What i would like to do is scan a disc or a drive (usb, main hdd, etc) for files and store its info in a db. Then i would search the db to a particular file to find where it is stored. Alternatively i cans search how old copys are for archiving reasons or if i have dupes of something and dont need to rearchive it or look for a dupe in the case i back it up purposely several times and one of my disc was scratch or drive was corrupted.
我想要做的是扫描光盘或驱动器(usb,主硬盘等)的文件并将其信息存储在数据库中。然后我将搜索数据库到特定文件以查找它的存储位置。或者,我可以搜索多少旧复制用于归档的原因,或者如果我有一些东西,并且不需要重新归档它或寻找一个欺骗,我故意多次备份它,我的一个光盘是划痕或驱动器已损坏。
Here is what i am thinking
这就是我的想法
os + fs flag (1 byte?) st_mode (even if not in Linux) 2bytes win32_attr (even if not on windows) 4bytes (this covers hiddent, dir vs file, locked, etc) file size (64bits) a/m/c time, 64bits. index/unique key as fileID
os + fs标志(1字节?)st_mode(即使不在Linux中)2bytes win32_attr(即使不在Windows上)4bytes(这包括hiddent,dir vs file,locked等)文件大小(64bits)a / m / c时间,64位。索引/唯一键作为fileID
Should i have the name as a variable length inside its own table looked up by its matching fileID? or should i have a 260 length filename in the db or should i have a variable length filename in the db?
我应该将名称作为变量长度在其自己的表中由其匹配的fileID查找吗?或者我应该在数据库中有260长度的文件名,或者我应该在数据库中有一个可变长度的文件名?
Then i have blobs of XYZ bits required for my checksum (md5, sha1, sha512, etc, one blob for each) in a checksum/hash table looked up by fileID.
然后我在我的校验和(md5,sha1,sha512等,每个一个blob)所需的XYZ位blob中查找由fileID查询的校验和/哈希表。
I was thinking my hash table should have fileID (int which is same length as index?), hashType (int), hashValue(varchar).
我在想我的哈希表应该有fileID(int与索引的长度相同?),hashType(int),hashValue(varchar)。
1 个解决方案
#1
put the filename as a varchar in the file table, at least varchar[ 1024 ], windows has a limit on total path length in some OS combos, similar to ISO CD/DVDs.
将文件名作为varchar放在文件表中,至少是varchar [1024],windows对某些OS组合中的总路径长度有限制,类似于ISO CD / DVD。
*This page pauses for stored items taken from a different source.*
PR #1910, opened 2025-02-20
Implement Window.setVSyncMode()

### LINKED ISSUE #1908: Enhancement: Add an option to toggle VSync at runtime, and add an option for adaptive VSync
Currently, VSync is enabled/disable via a window flag, and can currently only be set via a flag in the project settings.

However, from what I've read, there should be no issue with adding a function to allow the application to change the VSync mode.

This would require making this call into its own function, then making that accessible on the Window object (either via a function or a property variable).

https://github.com/openfl/lime/blob/99ca58d06f2c27149850365e12cf67c425356dc0/project/src/backend/sdl/SDLWindow.cpp#L222-L230

Adding this feature would enable applications to provide a configuration option for users to enable or disable VSync.

Additionally, while we're at it, we should also add the option to use Adaptive VSync. This is done by passing `-1` to the swap interval function, and returns an error if it is not supported (see [the SDL documentation](https://wiki.libsdl.org/SDL2/SDL_GL_SetSwapInterval)). In this case, the option should probably be an enumeration rather than a boolean value.

EliteMasterEric:
Resolves #1908 by adding a function to set the VSync mode after the window has been initialized.

Includes the ability to set the mode to Adaptive VSync, which disables VSync if the frame rate drops below the monitor's refresh rate.

The function returns `false` if the VSync mode failed to be applied properly (i.e. attempting to use Adaptive VSync on a device which does not support it).

### DIFF
--- a/project/include/ui/Window.h
+++ b/project/include/ui/Window.h
@@ -16,6 +16,13 @@
 
 namespace lime {
 
+	enum WindowVSyncMode {
+
+		WINDOW_VSYNC_ADAPTIVE = -1,
+		WINDOW_VSYNC_OFF = 0,
+		WINDOW_VSYNC_ON = 1,
+
+	};
 
 	class Window {
 
@@ -25,6 +32,7 @@ namespace lime {
 			virtual ~Window () {};
 
 			virtual void Alert (const char* message, const char* title) = 0;
+			virtual bool SetVSyncMode (WindowVSyncMode mode) = 0;
 			virtual void Close () = 0;
 			virtual void ContextFlip () = 0;
 			virtual void* ContextLock (bool useCFFIValue) = 0;
@@ -97,7 +105,6 @@ namespace lime {
 		WINDOW_FLAG_COLOR_DEPTH_32_BIT = 0x00010000
 
 	};
-
 }
 
 
--- a/project/src/ExternalInterface.cpp
+++ b/project/src/ExternalInterface.cpp
@@ -3158,6 +3158,22 @@ namespace lime {
 	}
 
 
+	bool lime_window_set_vsync_mode (value window, int mode) {
+
+		Window* targetWindow = (Window*)val_data (window);
+		return targetWindow->SetVSyncMode (mode);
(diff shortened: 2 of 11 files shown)


dimensionscape:
I am going to handle this a bit differently, but I appreciate the effort!

Raltyro:
Still waiting for this to happen...

player-03:
@dimensionscape Could you explain how you'd implement this?

dimensionscape:
Sorry, I should have been more clear, but this overlaps with some pending  changes that involve vsync and the main loop making this merge conflicting and unnecessary. Sorry for being so slow on this.

Raltyro:
So there has been a changes already made for VSync? But why it hasn't been merged to main?

dimensionscape:
@player-03 

Changing VSync at runtime in Lime introduces a number of footguns because several assumptions inside the current main loop and the backend integration don’t safely support arbitrary toggling. Even with a boolean return value, the behavior can still be misleading.

Another issue is that bolting this onto `Window` is conceptually misleading. In Lime, VSync is effectively application-global, not per-window, so exposing it on the window API creates confusion about what can actually happen under the hood.

I’m not opposed to exposing a runtime VSync API eventually, but the internal plumbing needs to change first. VSync should be handled as an explicit and safe request, not a property or a direct command, and not until the frame-sync and main-loop internals are reorganized to support it cleanly.

Right now, we avoid most problems by restricting VSync configuration to compile-time or window-creation. That’s not ideal, but it prevents inconsistent states that would otherwise be possible with ad-hoc toggling.

So I closed this PR for two reasons:

It conflicts with ongoing architectural changes involving the main loop and VSync behavior.

Merging it now risks introducing an API that will quickly become obsolete or constrain decisions we need to make at a lower level.

I should have been more verbose instead of just “fly-swatting” the PR. AGAIN! Sorry about that.

@Raltyro 

Not exactly, but it is part is part of a larger, ongoing update being prepared for Lime 9 that is WIP.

put the hashes in a association table like:
将哈希值放在关联表中,如:
Hash
{
fileId int,
hash_type int, -- or enum
hash varchar[ 255 ], -- or largest hashtype
PK ( fileId, hash_type ),
index( fileID ),
}
so you can add new hash types later and allows you to not support all hash types, for all files.
因此,您可以稍后添加新的哈希类型,并允许您不支持所有文件的所有哈希类型。
#1
put the filename as a varchar in the file table, at least varchar[ 1024 ], windows has a limit on total path length in some OS combos, similar to ISO CD/DVDs.
将文件名作为varchar放在文件表中,至少是varchar [1024],windows对某些OS组合中的总路径长度有限制,类似于ISO CD / DVD。
put the hashes in a association table like:
将哈希值放在关联表中,如:
Hash
{
fileId int,
hash_type int, -- or enum
hash varchar[ 255 ], -- or largest hashtype
PK ( fileId, hash_type ),
index( fileID ),
}
so you can add new hash types later and allows you to not support all hash types, for all files.
因此,您可以稍后添加新的哈希类型,并允许您不支持所有文件的所有哈希类型。